San Francisco. Russland attackiert die Ukraine mit einer Mittelstreckenrakete. Tritt der Krieg in eine neue Phase ein oder ist die Rakete eine Botschaft?
Der Kreml eskaliert. Russland setzte im Ukraine-Krieg eine neue Mittelstreckenrakete ein. Kremlchef Wladimir Putin bestätigte am Abend ihren Einsatz. Es ist eine Botschaft:
- Russland sucht die Entscheidung;
- es kann militärisch nachlegen;
- und die Waffe mit einem nuklearen Sprengkopf bestücken.

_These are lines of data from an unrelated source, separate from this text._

PR #300, opened 2026-07-11
Add --version argument to boardswarm and boardswarm-cli

obbardc:
Add an argument to the boardswarm CLI binaries to report the version.

The version is determined at build time in this order:
1. BOARDSWARM_VERSION environment variable
2. `git describe`; which produces "<crate version> (<commit>[-dirty])"
3. the crate version from Cargo.toml

Also inject the version when building in GitHub actions and when building the boardswarm containers.

### DIFF
--- a/boardswarm-cli/Dockerfile
+++ b/boardswarm-cli/Dockerfile
@@ -1,5 +1,6 @@
 ## stage 1: builder
 FROM rust:slim-trixie AS builder
+ARG BOARDSWARM_VERSION
 ARG BINARY
 ARG DEBIAN_FRONTEND=noninteractive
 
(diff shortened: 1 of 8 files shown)


boardswarm-cli/Dockerfile
```diff
@@ -11,6 +11,11 @@ RUN apt-get update && \
 
 WORKDIR /usr/src/boardswarm
 
+# Version string embedded into the binary (see build.rs). The build context
+# excludes .git, so this is injected by CI instead of derived from git.
+ARG BOARDSWARM_VERSION
+ENV BOARDSWARM_VERSION=${BOARDSWARM_VERSION}
```
obbardc: What happens if this isn't set ?

boardswarm/Dockerfile
```diff
@@ -12,6 +12,11 @@ RUN apt-get update && \
 
 WORKDIR /usr/src/boardswarm
 
+# Version string embedded into the binary (see build.rs). The build context
```
obbardc: What happens if this isn't set ?

PR #1826, opened 2023-02-09
feat(core,react): ✨ `useNFT` hook

h0tw4t3r:
## Description

Adds `fetchNFT` method at `@wagmi/core` and `useNFT` hook at `wagmi`.

The params are pretty much the same as for `fetchToken` and `useToken` besides taking `id: string` as an input instead of `formatUnits: number` and returning `uri: string` instead of `decimals: BigInt...`

## Additional Information

I tried running the tests but don't have a reliable archive node by my hand to spin up the `anvil` locally.

So the Pull Request was not tested locally.

Your ENS/address:
h0tw4t3r.eth


h0tw4t3r:
CC @tmm @jxom

roninjin10:
This duplicates functionality from the erc20 plugin of the wagmi cli.   Have you tried it yet?

h0tw4t3r:
> This duplicates functionality from the erc20 plugin of the wagmi cli. Have you tried it yet?

Yes, I tried it!

I still think it is beneficial to have a `useERC721` and `useERC1155` hooks just for the same reason the `useToken` exists – for the sake of accessibility.

Indeed, it just adds up sugar code just as `useToken` does. 

> Small nit: I think it should be `useERC721` instead of `useNFT`

If so, it makes sense to rename the `useToken` hook to `useERC20` and create an `useERC1155` hook to cover all of the mostly used token interfaces.

In the end, this PR will be a feature for those who rather won't use `@wagmi/cli` 

--- 
Also, please consider the code:
https://github.com/wagmi-dev/wagmi/blob/cb707f01cbdcc62a70cf5c8a162d77948d6b6a56/packages/core/src/actions/contracts/fetchToken.ts#L38-L46

`allowFailure` is set to `false`, but in fact the `name`, `decimals` and `symbol` are considered to be optional parameters in EIP20 standard, and there could be edge cases where tokens without such properties won't be successfully fetched.

I'd propose to update/remove the `useToken` but that could be a bad backwards-compatibility choice, unless it will be included in the new major release. Please tell me if another PR is needed for that.

---
References:
- https://eips.ethereum.org/EIPS/eip-20

tmm:
Appreciate you working on this. It might make sense to add this at some point, but we aren't going to before `wagmi@1` and `@wagmi/core@1`. Going to close for now. If this stream of work is ever re-opened, will make sure your contribution history makes it in.

PR #1902, opened 2023-02-23
feat: WalletConnect v2 updates

jxom:
## Description

Dupe of https://github.com/wagmi-dev/wagmi/pull/1828

## Additional Information

Your ENS/address: asimetriq.eth


arindammojumder:
Package Version
@wagmi/core": "^0.10.10

**Current Behavior**
While using WalletConnectConnector of **"@wagmi/core": "^0.8.19"**, the below configuration was working fine with trustwallet app. The connection modal on the app was showing multichains providers. See old-version-wagmi image

```
this.walletConnector = new WalletConnectConnector({
      chains: [mainnet, bsc],
      options: {
        qrcode: true,
        version: '2',
        projectId: 'a325040d9331d6d603c4f7ae270fa5e5' // '7eeef33652f115b08e408e3a022a44d9
      },
    })
```
Unfortunately after upgradation to **@wagmi/core": "^0.10.10** THe wallet connector only connecting with the first chain only (ETH) and not BSC at the same time. See new-version-wagmi image
    ```
this.metaWalletConnector = new WalletConnectConnector({
      chains,
      options: {
        projectId: 'a325040d9331d6d603c4f7ae270fa5e5'
      },
    })
```

**Expected Behavior**
The latest version must show the mutichain while connecting, just like the old-version-wagmi. See old-version-wagmi image
old-version-wagmi
new-version-wagmi

jxom:
Not sure if this is a wagmi issue. I suspect that Trust Wallet has not implemented WalletConnect v2's optional chains API. It might be worth getting in touch with them.

jxom:
Or you can downgrade to `WalletConnectLegacyConnector`.

arindammojumder:
> Or you can downgrade to `WalletConnectLegacyConnector`.

That is not a solution especially when hey have updated the packages to v2.

jxom:
You might have to get in touch with Trust Wallet. :)

archie-wu-lb:
my package version  
viem: "^1.0.7",
wagmi: "^1.2.0"
I use imToken to connect my dapp
multi-chain can't work 
I only get one chain
and I can't change network 

but when i use imToken to connect [walletConnect demo ](https://react-app.walletconnect.com/)
it's work and I can change network

archieWu:
my package version
viem: "^1.0.7",
wagmi: "^1.2.0"
I use imToken to connect my dapp
multi-chain can't work
I only get one chain
and I can't change the network

but when I use imToken to connect [walletConnect demo](https://react-app.walletconnect.com/)
it's works and I can change the network

jxom:
imToken probably hasn't implemented WalletConnect v2 Optional Namespaces. You'll need to get in touch with them.

archieWu:
I think this is not an imToken problem
use [walletConnect demo](https://react-app.walletconnect.com/) it can work
Or am I missing something here
IMG_5952

arindammojumder:
Trust wallet is now working with multichain connection with wagmi latest version 1.2.0

archieWu:
this is work thanks

archieWu:
in my dapp more than one chain is required
can't we add more than one chain to required namespaces
not Optional Namespaces

jxom:
@archieWu – The issue there is that if the Wallet doesn't support the required namespace, then the connection will be rejected. Example: If you have Polygon as a required chain, and a user tries to connect with a Wallet that doesn't support it, then the user won't be able to connect to your DApp regardless if it is the targeted chain or not.

archieWu:
@jxom If this happens and users cannot connect to my DApp, it should be expected behavior because my DApp requires these chains. We should guide users toward a successful connection when a connection fails.
If these required chains are placed in the optional chain even if the user successfully connects to my DApp, some unexpected things will still happen.

archieWu:
if the wallet does not support one of the configured chains, the user can not get the experience we want to provide.
Assuming that I have created a Dapp for exchanging assets between two chains.
Then the user's wallet can not support one of the configured chains.
This is not unexpected. If the user uses this wallet this doesn't sound very good.

I know the required and optional chain setup we have now achieves parity with WalletConnect v1
but  WalletConnect v2 can not dynamic addition of chains.
This gives users a different experience in usage.
At V1, we can add chains anytime to provide users with a good experience.

but now we can not do this. If the user connects DApp it should approve all chains.
This may not be optional, it is necessary. but at Wagmi we only can set one chain as required.
we can not set all we need as required.

jxom:
> Then the user's wallet can not support one of the configured chains.

The preferred error here would be to display the error after connection, instead of on connection, right? Seems like a very abrupt user experience to reject the connection if one of the chains aren’t supported. Many DEXs support 10s of chains, and if one of those chains aren’t supported in the Wallet (most wallets really), then the connection will be rejected. 
Ideally, you’d want to display an error after the user has connected, but before they make the action, that the chain is not supported. ConnectKit does this quite well: https://docs.family.co/connectkit/try-it-out

> WalletConnect v2 can not dynamic addition of chains.

The lack of support of Dynamic Chain Authorization by Wallets is unfortunately a drawback of WalletConnect v2. We have been working closely with them to get Wallets to support this.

Eine Machtdemonstration, das zweite Mal binnen wenige Tage. Gerade erst hatte er die Doktrin für den Einsatz von Nuklearwaffen verschärft. Die Hemmschwelle sinkt. Wer die Ukraine unterstützt, riskiert einen Weltkrieg. Das ist die Botschaft. Und ein Einschüchterungsversuch.
Reaktion mit Ansage
Der Zeitpunkt wurde mit Bedacht gewählt. Es ist die Antwort darauf, dass die USA und Verbündete der Ukraine erlaubt haben, mit Kurzstreckenraketen und mit Marschflugkörpern größerer Reichweite (300 statt 165 Kilometer) direkt Ziele in Russland anzugreifen.
Eine entsprechende (harte) Reaktion hatte Außenminister Sergej Lawrow angekündigt. Die Ukraine und ihre westlichen Verbündeten suchten die Eskalation, sagte er. Lawrow suggeriert, dass Russland nicht die Ukraine überfällt, sondern sich nur gegen den Westen wehrt.
Zerstörungskraft hängt vom Sprengkopf ab
Die Frage ist, ob es bei einer Demonstration bleibt. Fakt ist: Die Rakete mit dem Namen „Oreschnik“ ist nach Putins Worten wie nach westlichen Erkenntnissen noch in der experimentellen Phase. Es ist eine Waffe, von der es naturgemäß nur wenige Exemplare geben kann. Zudem ist es eine ausgesprochen teure Art der Kriegsführung.
Für die Opfer in der ukrainischen Stadt Dnipro macht es keinen Unterschied, wie viele Kilometer eine Waffe zurücklegt; ob gar eine Langstreckenrakete abgefeuert wurde, wie zunächst in der Ukraine spekuliert worden war.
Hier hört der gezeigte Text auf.